▶ [Extracted information]:
PR #2360, opened 2021-05-14
fix(Panel): PanelHeader icon should always be `ArrowBack`

lukelooker:
## Ticket
https://buganizer.corp.google.com/issues/188071366

## Screenshot
image

- [x] 📚 Documentation updated


www/src/documentation/components/layout/panel.mdx
```diff
@@ -4,7 +4,7 @@ storybook: true
 ---
 
 `<Panel />` component displays content with directional animation by using prop `direction` - `left`, `right` currently. The elements to be displayed as the compoennt must be
-passed as the prop `content`. `<Panels />` should be the parent component grouping all the elements involved on the `Panel. The `Panel Heading`can be defined as a string or a ReactNode and will be displayed above the main`content`.
+passed as the prop `content`. `<Panels />` should be the parent component grouping all the elements involved on the `Panel`. The `PanelHeader`can be defined as a string or a ReactNode and will be displayed above the main`content`.
```
jhardy, line 7: Minor nit, this description is worded a bit strange, plus a small typo.  Part of me wonders if the example is enough and we don't need to describe all the props. 
A rough pass at a few ideas

## More

Use the `<Panel />` component to display content with a directional animation by using  the `direction` prop.  The content to be displayed must be passed to the prop `content` prop. 

To ensure proper display of the the content, all `Panels` should be wrapped in the `<Panels />` component. The `PanelHeader` can be defined as a string or a ReactNode and will be displayed above the main content.

---

## Alternate

Use the `<Panel />` component to display content with a directional animation. All `<Panels />` need to be wrapped in a `<Panels />` component to ensure proper animation.

jhardy (approved):
Only one small nit on the documentation.

www/src/documentation/components/layout/panel.mdx
lukelooker: Agreed, shorted seems better here - the Storybook doc-props fill in the gaps for implementation as well.

jhardy (approved):
LGTM

PR #2373, opened 2021-05-18
feat(HoverDisclosure): Support strategy to allow developer to use display or visibility control

lukelooker:

- [x] 📚 Documentation updated
- [x] 👾 Browsers tested
  - [ ] Chrome
  - [ ] Firefox
  - [ ] Safari
  - [ ] IE11


packages/components/src/Tree/stories/FieldItem.tsx
```diff
@@ -0,0 +1,155 @@
...
+  selected = false,
+}) => {
+  const [overlay, setOverlay] = useState<string | undefined>(undefined)
+
+  const [isFilter, setIsFilter] = useState(filter)
+  const [isPivot, setIsPivot] = useState(pivot)
+  const [isSelected, setIsSelected] = useState(selected)
+
+  const toggleMenu = () =>
+    overlay === 'menu' ? setOverlay(undefined) : setOverlay('menu')
```
ElliotTheHuman, line 67: nit: Because we don't have an overlay for the `filter` icon button anymore, I think we can simplify this callback and the `overlay` state to just be boolean. So...

```
  const [isFieldMenuOpen, setIsFieldMenuOpen] = useState<boolean>(false)
  ...
  const toggleMenu = () =>
    isFieldMenuOpen ? setIsFieldMenuOpen(false) : setIsFieldMenuOpen(true)
```

ElliotTheHuman: Would also need to change `hoverDisclosure: !overlay` to `hoverDisclosure: !isFieldMenuOpen`

ElliotTheHuman (approved):
Minor nits. Otherwise, LGTM!

PR #2397, opened 2021-05-19
feat(Tree): Keyboard Navigation

lukelooker:
Re-merging this PR. Identical to version previously reviewed in #2295


ElliotTheHuman (approved):
My cloudtop is rebooting so can't test locally atm. That being said, it's identical to my previous PR so should be 👍

PR #2398, opened 2021-05-19
feat(HoverDisclosure): Support strategy to allow developer to use display or visibility control

lukelooker:
This is a re-do of #2373


ElliotTheHuman (approved):
:shipit:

▶ [Exercise details]: Repeat each record above precisely as written.

▶ [Task solution]:
PR #2360, opened 2021-05-14
fix(Panel): PanelHeader icon should always be `ArrowBack`

lukelooker:
## Ticket
https://buganizer.corp.google.com/issues/188071366

## Screenshot
image

- [x] 📚 Documentation updated


www/src/documentation/components/layout/panel.mdx
```diff
@@ -4,7 +4,7 @@ storybook: true
 ---
 
 `<Panel />` component displays content with directional animation by using prop `direction` - `left`, `right` currently. The elements to be displayed as the compoennt must be
-passed as the prop `content`. `<Panels />` should be the parent component grouping all the elements involved on the `Panel. The `Panel Heading`can be defined as a string or a ReactNode and will be displayed above the main`content`.
+passed as the prop `content`. `<Panels />` should be the parent component grouping all the elements involved on the `Panel`. The `PanelHeader`can be defined as a string or a ReactNode and will be displayed above the main`content`.
```
jhardy, line 7: Minor nit, this description is worded a bit strange, plus a small typo.  Part of me wonders if the example is enough and we don't need to describe all the props. 
A rough pass at a few ideas

## More

Use the `<Panel />` component to display content with a directional animation by using  the `direction` prop.  The content to be displayed must be passed to the prop `content` prop. 

To ensure proper display of the the content, all `Panels` should be wrapped in the `<Panels />` component. The `PanelHeader` can be defined as a string or a ReactNode and will be displayed above the main content.

---

## Alternate

Use the `<Panel />` component to display content with a directional animation. All `<Panels />` need to be wrapped in a `<Panels />` component to ensure proper animation.

jhardy (approved):
Only one small nit on the documentation.

www/src/documentation/components/layout/panel.mdx
lukelooker: Agreed, shorted seems better here - the Storybook doc-props fill in the gaps for implementation as well.

jhardy (approved):
LGTM

PR #2373, opened 2021-05-18
feat(HoverDisclosure): Support strategy to allow developer to use display or visibility control

lukelooker:

- [x] 📚 Documentation updated
- [x] 👾 Browsers tested
  - [ ] Chrome
  - [ ] Firefox
  - [ ] Safari
  - [ ] IE11


packages/components/src/Tree/stories/FieldItem.tsx
```diff
@@ -0,0 +1,155 @@
...
+  selected = false,
+}) => {
+  const [overlay, setOverlay] = useState<string | undefined>(undefined)
+
+  const [isFilter, setIsFilter] = useState(filter)
+  const [isPivot, setIsPivot] = useState(pivot)
+  const [isSelected, setIsSelected] = useState(selected)
+
+  const toggleMenu = () =>
+    overlay === 'menu' ? setOverlay(undefined) : setOverlay('menu')
```
ElliotTheHuman, line 67: nit: Because we don't have an overlay for the `filter` icon button anymore, I think we can simplify this callback and the `overlay` state to just be boolean. So...

```
  const [isFieldMenuOpen, setIsFieldMenuOpen] = useState<boolean>(false)
  ...
  const toggleMenu = () =>
    isFieldMenuOpen ? setIsFieldMenuOpen(false) : setIsFieldMenuOpen(true)
```

ElliotTheHuman: Would also need to change `hoverDisclosure: !overlay` to `hoverDisclosure: !isFieldMenuOpen`

ElliotTheHuman (approved):
Minor nits. Otherwise, LGTM!

PR #2397, opened 2021-05-19
feat(Tree): Keyboard Navigation

lukelooker:
Re-merging this PR. Identical to version previously reviewed in #2295


ElliotTheHuman (approved):
My cloudtop is rebooting so can't test locally atm. That being said, it's identical to my previous PR so should be 👍

PR #2398, opened 2021-05-19
feat(HoverDisclosure): Support strategy to allow developer to use display or visibility control

lukelooker:
This is a re-do of #2373


ElliotTheHuman (approved):
:shipit:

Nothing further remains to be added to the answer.